= Tatiana Yanovskaya =

Russian geophysicist and educator (1932–2019)

Tatiana B. Yanovskaya (11 August 1932 - 22 December 2019) was a Russian geophysicist and educator.

She studied physics at Leningrad State University (later Saint Petersburg State University) and completed a PhD at the Institute of Physics of the Earth in Moscow in 1958. From 1958 to 1960, she worked at the Pulkova seismological station. From 1960 to 1968, Yanovskaya was a junior researcher at the Leningrad division of the Mathematical Institute of the Russian Academy of Sciences. In 1968, she began working at the Department of Geophysics at Leningrad State University. In 1986, she became a full professor at Saint Petersburg State University.

Her areas of research include computer modelling of the propagation of surface waves and of tsunamis and determining variations in cross-sections of the Earth's crust and upper mantle based on seismic data.
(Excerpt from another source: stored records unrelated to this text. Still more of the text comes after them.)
PR #623, opened 2026-05-21
Add an agent tool-call reliability QA probe

IvGolovach:
## Summary

Adds a lightweight QA probe that lets maintainers validate whether a live mesh endpoint can complete agent-style tool-call loops through the OpenAI-compatible chat-completions API.

- Adds `scripts/qa-agent-tool-call-reliability.py` for deterministic tool-call and tool-result continuation checks.
- Covers both non-streaming and streaming chat-completions, including `finish_reason=tool_calls` and streamed `delta.tool_calls[*]` reconstruction.
- Emits JSONL results plus a side-effect-free JSON `--print-plan`.
- Adds Python unit coverage, a Rust contract test for the script surface, and docs for agent/testing workflows.

## Why

Recent agent and MoA testing made tool-call reliability a practical baseline risk. The existing Goose, OpenCode, and Pi smokes are useful end-to-end checks, but they are heavier and can make raw API-contract regressions harder to isolate. This gives a small direct probe for the `tools -> tool_calls -> tool result -> final answer` path those agents depend on.

## Diff Scope

- `scripts/qa-agent-tool-call-reliability.py`
- `scripts/tests/test_qa_agent_tool_call_reliability.py`
- `crates/mesh-llm/tests/qa_agent_tool_call_reliability.rs`
- `docs/AGENTS.md`
- `docs/design/TESTING.md`

## Compatibility

Opt-in verification tooling only. No runtime behavior, mesh protocol, gossip fields, API schema, release artifacts, or CI requirements are changed.

## Branch Integrity

- Base branch: `main`
- Validated base SHA: `27d46a6c4893f6ef0bc9b17591f85179e5e80b0d`
- Ahead/behind: `0 behind / 1 ahead`
- Merge base: `27d46a6c4893f6ef0bc9b17591f85179e5e80b0d`
- Diff proof computed against freshly fetched `origin/main`.

## Commit Integrity

- `a5ceac7d Add agent tool-call reliability harness`
- One logical tooling/docs commit.
- No forbidden files, build artifacts, caches, secrets, credentials, or local environment files included.

## Diff Hygiene

- `git diff --check origin/main...HEAD`: PASS, no output
- `git diff --check`: PASS, no output
- `git diff --cached --check`: PASS, no output before commit

## Validation

Validation tier: Tier 4 - verification tooling plus docs and contract tests for the OpenAI-compatible agent tool-call QA path.

- `git fetch --no-tags origin main:refs/remotes/origin/main`: PASS
[...]

PR #629, opened 2026-05-22
feat(moa): no-think default on workers + grace fires on diverse fast answers

### LINKED ISSUE #617: MoA: fast worker shouldn't think — thinking models can poison fan-out and leak reasoning to chat

michaelneale:
Combines the two MoA chat improvements from PRs #620 and #624 into one PR \u2014 they're inseparable in the user journey and only meaningful together. Closing those in favour of this.

## What gives

On the public mesh today, with the chat UI's `Auto` routing through `model=mesh` (MoA), the dominant chat experience is:

| | before this PR | after this PR |
|---|---:|---:|
| **p50 latency (public mesh, short chat)** | **~40s** | **~1.2s** |
| think leakage into chat (Qwen3-8B, MiniMax, etc. emitting raw `<think>...` prose) | yes, frequent | no |
| answers correct on factual / arithmetic / subjective prompts | yes | yes |
| tool calling | works, unchanged | works, unchanged |

Validated live on a real public mesh (M4 client `--auto`, joined to public mesh, hitting 20+ peers including studio MiniMax and others).

### 1. Opinionated no-think on MoA workers + reducer (was #620)

Workers in MoA are short-budget internal slots, not user-facing reasoning steps. The fast worker has a 256-token budget that doesn't fit `<think>\u2026</think>` + answer. The reducer doesn't want reasoning prose as candidate input. The chat UI's `Auto` routes everything through MoA, so reasoning models burning their budget inside `<think>` was the dominant chat failure mode.

This PR:
* `SamplingParams` gains `enable_thinking: Option<bool>` + `with_thinking(...)`.
* New `backend::apply_enable_thinking` injects `chat_template_kwargs.enable_thinking` (canonical llama.cpp knob) + `reasoning_effort: "none"` when off.
* All three backends (HTTP / LocalModel / RemoteModel) call it.
* New `effective_enable_thinking_for_moa(body)` policy: `extract_enable_thinking_override(body).or(Some(false))` \u2014 opinionated default off, escape hatch for callers who explicitly pass `reasoning_effort: "low"` etc.

### 2. Grace fires on diverse fast answers (was #624)

The arbiter's consensus rule ("\u22652 workers textually agree") rarely fires on short chat answers across many models. "Hello" / "Yes" / "Ready" / "Okay" are all valid but don't match. Before this PR, MoA then waited for the slow tail worker (~40s on the public mesh's bimodal Qwen3-8B peer).

The old sole-answer grace only armed on `outputs.len() == 1`. This PR relaxes it to "at least one Answer-kind output with confidence \u2265 0.5". When grace fires with multiple answers, pick the highest-confidence one.

Also tightens `first_answer_grace` from 6s to 3s. The previous 6s was conservative because grace rarely fired \u2014 with the eligibility relaxation, grace is the dominant chat path, so a tighter default is right.

## Lab data

Public mesh, 5 runs of "reply with one short word":

| | grace=6s old eligibility (before) | grace=3s new eligibility (this PR) |
|---|---:|---:|
| Run 1 | 45.5s | 3.0s |
| Run 2 | 36.0s | 3.0s |
| Run 3 | 38.2s | 3.0s |
| Run 4 |  0.7s | 1.0s |
| Run 5 | 44.9s | 1.0s |

Varied prompts post-fix:

| Prompt | Time | Answer |
|---|---:|---|
| "What is 2+2?" | 877ms | "2+2 equals 4." |
| "Capital of Japan?" | 1.2s | "Tokyo is the capital of Japan." |
| "Name one Python web framework." | 3.0s | "Flask" |
| "Hello" | 1.0s | "Hello! How can I assist you today?" |
| "What color is the sky?" | 3.0s | "The color of the sky can vary\u2026" |

Tool calling (`mesh` + `tools=[read_file]`): 2/2 success in 2.8\u20135.1s, `finish_reason: tool_calls`, no change from before.

## What this does NOT change

* No QUIC, iroh, keep-alive, relay, discovery, gossip, target_health, or any mesh-network primitive. Purely MoA application logic.
* No mesh wire-protocol change. Backends receive a chat-completion request body with an extra additive field (`chat_template_kwargs.enable_thinking`), which llama.cpp templates already understand. Backwards compatible across mixed-version meshes.
* No skippy ABI change. No plugin protocol change.

## Tests

* mesh-mixture-of-agents lib: 100 pass (10+ new for `apply_enable_thinking`, `SamplingParams::with_thinking`, and grace eligibility/behavior).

She served on the editorial boards for the Russian journal Izvestiya, Physics of the Solid Earth and for the Chinese Journal of Geophysics. She was a lecturer for a series of workshops for young seismologists held by the International Centre for Theoretical Physics.

In 1982, along with three colleagues, she received the USSR State Prize for Science and Technique. In 1997, she was named a fellow of the American Geophysical Union. In 2002, she was awarded the Beno Gutenberg Medal.